Focus on the bold fragments of the conversation. Answer the language questions below.

  • What is the correct pronunciation of “pile, pill, pale, peel“?
  • What does the expression “be back on track in no time” mean?
  • What does it mean that Alita’s inbox is overflowing?
  • What does it mean that ‘something will go a long way‘?
  • Which word is the synonym of the word “urgent“?
  • What are the synonyms of the phrase “first things first“?
  • Which expression means to get in touch or contact somebody?
  • Which word is the synonym of the word “considerate“?
  • Which phrase is the synonym of “gradually“?
  • What is the meaning of “get” in the phrase “I totally get how you’re feeling“?
  • What does Pete mean when he says: “You’ve got this!“?
  • Which expression can be replaced with “work in my usual pace“?
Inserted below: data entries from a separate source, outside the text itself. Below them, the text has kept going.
PR #2472, opened 2022-03-23
feat(remix-dev): support nested pathless layout routes

sergiodxa:
Because pathless layouts has a uniqueRouteId being `""` this adds the whole routeId, this way nested layouts will be use the actual routeId.

Closes: #

- [ ] Docs
- [x] Tests (pending)

### DIFF
--- a/integration/pathless-routes-test.ts
+++ b/integration/pathless-routes-test.ts
@@ -12,17 +12,22 @@ describe("rendering", () => {
     fixture = await createFixture({
       files: {
         "app/root.jsx": js`
-          import { Outlet, Scripts } from "remix";
+          import { Links, Meta, Outlet, Scripts } from "remix";
           export default function Root() {
             return (
-              <html>
-                <head />
+              <html lang="en">
+                <head>
+                  <Meta />
+                  <Links />
+                </head>
                 <body>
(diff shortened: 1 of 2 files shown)


sergiodxa:
Test seems to pass, but I'm not really sure if the test is correct, because this only happen on dev. At least it ensure the build for prod will not fail.

How should I write a test for the dev CLI?

integration/pathless-routes-test.ts
```diff
@@ -0,0 +1,66 @@
...
+            return (
+              <html>
+                <head />
+                <body>
+                  <Outlet />
+                  <Scripts />
+                </body>
+              </html>
+            )
+          }
```
MichaelDeBoey, line 26: See #2454

```suggestion
          import { Links, Meta, Outlet, Scripts } from "remix";
          export default function Root() {
            return (
              <html lang="en">
                <head>
                  <Meta />
                  <Links />
                </head>
                <body>
                  <main>
                    <Outlet />
                  </main>
                  <Scripts />
                </body>
              </html>
            );
          }
```

MichaelDeBoey (changes requested):

MichaelDeBoey (approved):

Now, discuss the questions below.

Alita is learning something on a computer
  • How do you usually feel about returning to work after a holiday? Is it challenging for you to get back into the work routine, or do you find it easy to transition back?

  • How do you manage the overwhelming workload that often accumulates during your absence? Do you have any strategies or tips to share with others?

  • Have you ever experienced a shift in priorities upon returning to work after a holiday? How do you handle reprioritizing tasks to address urgent matters?

  • When you return to work after a holiday, do you prefer to take some time for yourself to ease back into the routine, or do you jump right into tasks and emails?

  • How do you ensure effective communication with your team members and colleagues after your time away? Do you have any methods for catching up on important updates and discussions?

  • What are some practical ways you show appreciation to colleagues who cover for you during your vacation? How important do you think it is to thank them for their support?

  • Have you ever encountered any specific challenges or unique situations when returning to work after a holiday? How did you overcome them, and what did you learn from those experiences?



Do you have any other tips or advice on how to avoid the post-holiday burnout?